From shopper acceptance to store turnover….from mall ownership to bankruptcy…and from facts to rumors…the Oviedo Marketplace mall’s trials have been numerous. The economy and the “great recession” have measurably added to the mall’s tribulations.
Such recent conditions have faced most businesses and most families — given the economic reality of the last several years. But in this case, the situation is a bit broader in its scope…for the mall plays a significant economic role in the City of Oviedo, in the surrounding area, and in the image the mall has in the minds of people in this part of Central Florida – that’s residents and the businesses the area wants to keep and the new businesses it wants to attract.
The mall accommodates 950,000 square feet of merchant leasing area – from such anchor tenants as Dillard’s, Macy’s, Sears and a 22-screen Regal Cinema to Victoria’s Secret, Barnes and Nobel bookstore and Master Cuts and from Pridemore’s Ashton Photography to Auntie Ann’s Pretzels. 5,700 outdoor parking spaces surround the mall.
The current occupancy rate is unofficially estimated by some to be at about 70% out of 90 store fronts. In business jargon, the mall is typed as single-level, enclosed and regional in its reach to a population of 400,000 people
In 2009, $610,000 of property tax revenue from the mall went directly to the City of Oviedo.
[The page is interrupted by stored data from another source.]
PR #2035, opened 2026-07-26
Add generic Linux dev setup & bootstrap

sunmachine:
## Description

Optional developer tooling for Linux + Clang. It does not change how NT;RE builds.

- `tools/ntre-dev-setup.sh` — sets up working C++ IntelliSense: a pinned `clangd`, a `compile_commands.json` symlinked at the repo root, and a `.clangd` carrying the flags the SteamRT toolchain needs.
- `.devcontainer/` — a dev container on the same sniper SDK image the CI runners use, which runs that script on first open.

Why the script is needed: a unity build's `compile_commands.json` lists only the generated `unity_*.cxx` blobs, so roughly 1300 translation units get no compile flags and indexing is dead across most of `src/game`. The script works around that with a separate, build free CMake directory configured with the unity options off, written to the git-ignored `src/CMakeUserPresets.json`. Your real build directory keeps whatever settings you gave it, and nothing is ever compiled from the IntelliSense one.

Presently, the mall is owned by General Growth Properties, a Chicago-based corporation which owns similar properties around the country including Altamonte Mall in Altamonte Springs, Florida, about 8-miles west of Oviedo.
General Growth Properties or GGP, is emerging from bankruptcy and, in that process, is being considered for purchase by Simon Property Group.
Though some claim the mall was troubled before GGP bought it, the recession — and allegedly picky mall customers, has not made their ownership and management of the mall any easier for GGP or the merchants.
Central Florida Matters invited GGP to participate in this feature. They declined, writing that they would not be able to accommodate the request. They did note that the mall “is open for business and it is business as usual for our department stores, theatre, and retailers.”
This feature relies solely on the perspective of Jim Pridemore – and his standing as a tenured mall merchant and as the inaugural president of the embryonic mall merchant’s association.